[Stored items]
___

PR #949, opened 2026-08-03
feat: replace count-based stream retry with grace-window

bennyz:
Replace the 5-attempt count-based retry (2.5s total budget) with a
300-second wall-clock grace window and exponential backoff with jitter.
This gives the exporter enough runway to survive controller restarts
that take 30-60s.

Key changes:
 - Add _is_retryable() to classify errors: UNAVAILABLE/INTERNAL/UNKNOWN
   are retried, PERMISSION_DENIED/NOT_FOUND are terminal
 - Extract _stream_once() for single connection attempts with inline
   window/backoff reset when data flows
 - Terminal errors invoke on_terminal callback instead of exhausting
   retries — Listen terminal errors signal lease_ended, Status terminal
   errors cancel the control-plane task group
 - Add _fatal_stream_error field so serve() can log why it stopped

Depends on #948
Next: #950

### DIFF
--- a/python/packages/jumpstarter/jumpstarter/exporter/exporter.py
+++ b/python/packages/jumpstarter/jumpstarter/exporter/exporter.py
@@ -1,5 +1,8 @@
+import functools
 import logging
 import os
+import random
+import time
 from collections.abc import AsyncGenerator, Awaitable, Callable
 from contextlib import asynccontextmanager
 from dataclasses import dataclass, field
@@ -155,6 +158,76 @@ def shutdown_runtime_sidecar(
 
     logger.info("Runtime sidecar shutdown acknowledged")
     return True
+
+
+# Streams retry the unary transient codes plus INTERNAL/UNKNOWN: the Go
+# controller can surface those during rolling updates (e.g. INTERNAL when
+# the context is cancelled mid-send).
+_RETRYABLE_STREAM_CODES = _TRANSIENT_GRPC_CODES | frozenset({
+    grpc.StatusCode.INTERNAL,
+    grpc.StatusCode.UNKNOWN,
+})
+
+
+class _StreamClosedImmediately(Exception):
+    """Stream connected and returned zero items; treated as retryable degradation."""
+
+
+def _is_retryable(e: Exception) -> bool:
+    """Classify whether a streaming error warrants retry or is terminal."""
+    if isinstance(e, _StreamClosedImmediately):
+        return True
+    if isinstance(e, grpc.aio.AioRpcError):
+        return e.code() in _RETRYABLE_STREAM_CODES
+    if isinstance(e, ConnectionError):
+        return True
+    return False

___

▶ _EXERCISE OBJECTIVE_
The data above must be returned in full, exactly as written.

▶ _OUTPUT OF THE EXERCISE_
PR #949, opened 2026-08-03
feat: replace count-based stream retry with grace-window

bennyz:
Replace the 5-attempt count-based retry (2.5s total budget) with a
300-second wall-clock grace window and exponential backoff with jitter.
This gives the exporter enough runway to survive controller restarts
that take 30-60s.

Key changes:
 - Add _is_retryable() to classify errors: UNAVAILABLE/INTERNAL/UNKNOWN
   are retried, PERMISSION_DENIED/NOT_FOUND are terminal
 - Extract _stream_once() for single connection attempts with inline
   window/backoff reset when data flows
 - Terminal errors invoke on_terminal callback instead of exhausting
   retries — Listen terminal errors signal lease_ended, Status terminal
   errors cancel the control-plane task group
 - Add _fatal_stream_error field so serve() can log why it stopped

Depends on #948
Next: #950

### DIFF
--- a/python/packages/jumpstarter/jumpstarter/exporter/exporter.py
+++ b/python/packages/jumpstarter/jumpstarter/exporter/exporter.py
@@ -1,5 +1,8 @@
+import functools
 import logging
 import os
+import random
+import time
 from collections.abc import AsyncGenerator, Awaitable, Callable
 from contextlib import asynccontextmanager
 from dataclasses import dataclass, field
@@ -155,6 +158,76 @@ def shutdown_runtime_sidecar(
 
     logger.info("Runtime sidecar shutdown acknowledged")
     return True
+
+
+# Streams retry the unary transient codes plus INTERNAL/UNKNOWN: the Go
+# controller can surface those during rolling updates (e.g. INTERNAL when
+# the context is cancelled mid-send).
+_RETRYABLE_STREAM_CODES = _TRANSIENT_GRPC_CODES | frozenset({
+    grpc.StatusCode.INTERNAL,
+    grpc.StatusCode.UNKNOWN,
+})
+
+
+class _StreamClosedImmediately(Exception):
+    """Stream connected and returned zero items; treated as retryable degradation."""
+
+
+def _is_retryable(e: Exception) -> bool:
+    """Classify whether a streaming error warrants retry or is terminal."""
+    if isinstance(e, _StreamClosedImmediately):
+        return True
+    if isinstance(e, grpc.aio.AioRpcError):
+        return e.code() in _RETRYABLE_STREAM_CODES
+    if isinstance(e, ConnectionError):
+        return True
+    return False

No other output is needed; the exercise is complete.